地球にプレデターが再びやってきた!2018年9月に公開された新作『ザ・プレデター』は一体どうなっているのか!?人間食べ食べカエルが純度100%レビューをお届けします。【ネタバレなし】

8年ぶりのプレデター襲撃!『ザ・プレデター』

シュワルツェネッガーやダニー・グローヴァー等、数々の強者と闘ってきた宇宙の狩人プレデターがまたもや地球にやってきた!『プレデターズ』から8年ぶりに作られた新作は「こういうのを待っていた!」と言いたくなる期待をしっかり上回ってくれる純度100%のバトルムービー! というわけで、今回は『ザ・プレデター』について紹介したい。

本作の鍵を握るのは、天才的な頭脳を持つ主人公の息子?【あらすじ】

ザ・プレデター
©2018 Twentieth Century Fox Film Corporation. All rights reserved.

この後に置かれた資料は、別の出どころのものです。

PR #3, opened 2021-06-17
ADR 003 Project Structure

psmulovics:


BalassaMarton:
My input: I'd like to avoid git submodules at all costs. Some git clients can't handle them properly and it's confusing when it comes to stuff like directory.build.props.
Independent pieces of code should be in separate repos so that contributing to one feature/platform/module does not involve cloning the whole universe.

psmulovics:
Agree on avoiding submodules. I'm planning to write about Directory.Build.props/targets and Dependencies.props for the .NET piece in this document mostly.

psmulovics:
@Sly1024 @kruplm let's agree what to say about the frontend part

architecture/adr-003-solution-and-project-structure.md
```diff
@@ -0,0 +1,29 @@
...
+repeatedly entered into the csproj files
+- We would use automated tooling to achieve the maintenance of Dependencies.props file
+
+## Status
+
+Proposed
+
+## Consequences
+
+- We would need to implement an atuoamted tooling for csproj maintainance
```
bingenito, line 27: typo on "atuoamted"

psmulovics: Will add code-spell-checker to extensions.yaml :D

Sly1024:
I agree with having separate repos for each component.
For the front-end, I would not constrain the project structure just yet. It will depend on the best practices for the chosen UI framework (Angular, React, etc.).
However, I think using the Node/NPM ecosystem for building the UI and dependency management is definitely advantageous, and it's the de facto standard in most open source web apps. But I'm not sure if this should be in an ADR about project structure.

BalassaMarton (dismissed):

Sly1024:
As we discussed I think we need ADRs for the frontend (web/UI) parts, about language, frameworks, build infrastructure before we can decide on the project structure. This looks good for the .net projects though.

psmulovics:
Than let's do a quick review on it and I'll merge

Sly1024 (dismissed):
LGTM.

.vscode/extensions.json
```diff
@@ -2,5 +2,9 @@
 
 {
     "recommendations": [
+        "streetsidesoftware.code-spell-checker",
+        "donjayamanne.githistory",
```
bingenito, line 6: Some of these are extremely opinionated, which is fine, but what was the thought behind some?

BalassaMarton: Why are we committing this at all?

psmulovics: So the way how it works, that if you open the project for the first time after cloning, it will popup a "suggested extensions" dialog where you can (if you want) install the extensions from the list. I can remove it if you think this would cause confusion. But yes, these are always going to be opinioned. Same as the upcoming discussion about .editorconfig ;)

psmulovics: So removed this file for now :)

psmulovics:
Can someone from @morganstanley/compose-developers provide a final review before merge?

Sly1024 (approved):

PR #4, opened 2021-06-17
ADR 004 - Module loading

psmulovics:


Sly1024:
How would a module specify its dependencies? In a **manifest file** that we can read before loading the module, or **at runtime**, by calling an API and trying to load the dependency explicitly? 

I can see with the manifest file approach if we have module discoveries registered then we can pre-process the dependency graph before loading any modules. But I think we want to allow loading modules at runtime by an API, which means we cannot discover the dependencies before loading the modules.

How are module discoveries registered? Is that static (coming from config) or can a module register discoveries when it's running? 

How would the module loading process look like (the order of):
- finding/registering module discoveries
- mapping dependencies
- loading/initializing modules

raksanyi:
I feel like we should mention the case when the loaded modules are not the same version. Are we going to provide some kind of backwards-compatibility, or just say it'll only work with a specific version of every module?

Sly1024:
> I feel like we should mention the case when the loaded modules are not the same version. Are we going to provide some kind of backwards-compatibility, or just say it'll only work with a specific version of every module?

If we're going to have separate processes, then the config/API can actually say that it wants to load a module into a specific process. So different versions can be loaded into different processes. If there is a version conflict within the same process, we'll have to resolve that somehow. This is a valid question: do we need the decision about how we resolve version conflicts in this ADR?

psmulovics:
With our plans and previous successes around process isolation, this would not be a problem, @Sly1024 . Regards @raksanyi 's point, we have to provide probably an absolute level of backward compatibility (probably using the same technique as the full .net framework did, e.g. keeping the actual source code of the previous version intact, and version everything around if we to introduce a breaking change).

Sly1024 (approved):
The decisions look solid. I assume we're going to add more ADRs about the specific of module loading and discovery.

PR #5, opened 2021-06-18
Forget to update status on ADRs

psmulovics:
Over time we would get the gist of it, I'm pretty sure :)


bingenito:
@psmulovics This needs to be rebased as we shouldn't be seeing all those other commits imho

bingenito:
I suspect the display of the commits is just reflecting your doing a pull from main into your existing old merged branch which made it look confusing.  Perhaps you should have went with a fresh branch off an up to date main to avoid seeing them.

プレデター船が地球上に墜落! たまたま落下地点の近くにいた元特殊部隊員の傭兵クイン・マッケナ(ボイド・ホルブルック)は、現場からプレデターの装備を奪い、証拠品として彼の自宅へ送る。それを受け取った天才的な頭脳を持つクインの息子は装備を起動させてしまい、そのことによってプレデターに位置を知られてしまう! 装備を取り戻すためクインの息子のもとへと向かうプレデター。クインは息子を守るため、狂人傭兵集団を連れてプレデターを追う。そしてそこに超巨大なアルティメット・プレデターも出現!かくして、狩るか狩られるか、地球を舞台にした強者たちの戦いの幕が切って落とされた!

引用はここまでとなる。